Cells were treated with 5μM fulvestrant, 5 or 10μM AZD4547 or the combination for 72 hr. Cellular proliferation was measured using the Cell Titer 96 Aqueous One Solution Cell Proliferation Assay. Cell Titer reagent (20μl) was added to each well and plates were incubated for 1 hr. Results are the mean ± S.E. of at least 3 independent experiments each with 6 samples per experimental treatment. ANOVA, * = P < .05; ** = P < .01;*** = P < .001. A. 201T; B. 273T; C. A549.

Figure 5. Phosphorylation of FRS2 in presence of fulvestrant and AZD4547

201T and 273T cells were serum starved for 24 hr after plating, followed by addition of DMSO alone (control), AZD4547 (AZD; 2μM), fulvestrant (Fulv; 2μM), or the combination (A/F). Cells were harvested at 72 hr, whole cell lysates were immunoblotted for pFRS2. Expression of GAPDH was used as the loading control and densitometric measurements were corrected for amount of GAPDH.

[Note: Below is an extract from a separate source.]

PR #325, opened 2017-06-01
Add CreateConnection overload to IConnectionFactory

### LINKED ISSUE #324: Consider expanding IChannelFactory with method from ChannelFactory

Figure 6. Effect of fulvestrant and AZD4547 on in vivo A549 xenograft growth

A549 tumor bearing mice received the following treatments for 24 days: placebo, fulvestrant (30mg/kg; s.c.; twice weekly), AZD4547 (12.5 mg/kg p.o.; daily), or combination. A. Tumor growth was measured twice weekly and results represent the relative mean tumor volume ± S.E. of 6-8 tumors per treatment group. ANOVA * = P < .05; ** = P < .01;*** = P < .001. B. Representative H&E and Ki67 labeling of different treatment groups from xenografts harvested at 24 days (scale bar = 150μm). C. Quantitation of Ki67 labeling. Positive cells were counted in 5 high-powered fields per tumor and represent 3 tumors per experimental treatment group. ANOVA ** = P < .01;*** = P < .001. D. Distribution of SOX2 and Nanog IHC scores. SOX2 and Nanog were scored on a scale of low ( < 30% of cells in the field were positive), moderate (30-60% of cells were positive) and high ( > 60% of cells were positive). The distribution of number of fields with each score was plotted in each treatment group. A Chi-square test was performed to determine if statistical differences were present across the treatment groups (P < 0.05), followed by individual Fisher's exact tests to determine which treatments were significantly different. SOX2, * P < 0.02; Nanog, * P < 0.002.

Figure 7. Effect of fulvestrant and AZD4547 on in vivo 273T xenograft growth

273T tumor bearing mice received the same treatments as described in Figure 6A for 34 days. A. Tumor growth was measured twice weekly and results represent the relative mean tumor volume ± S.E. of 6-8 tumors per treatment group. ANOVA * = P < .05; *** = P < .001. B. Representative H&E and Ki67 labeling of different treatment groups from xenografts harvested at 34 days (scale bar = 150μm). C. Quantitation of Ki67 labeling. Positive cells were counted as described in Figure 6C. ANOVA ** = P < .01;*** = P < .001. D. Distribution of SOX2 and Nanog IHC scores. Quantitation and statistical analysis is as described in Figure 6D. SOX2, * P < 0.03; ** P < 0.05; Nanog, * P < 0.004, ** P < 0.014.

Figure 8. Quantitation of mRNA expression of FGFR1 and FGFRL1 (FGFR5) in NSCLC biospecimens that differ by ERβ status

TaqMan qRT-PCR validation of FGFR1 and FGFRL1 expression in the ERβ high/low cohort. Line represents median values in each set and P-values were determined using the Mann-Whitney test.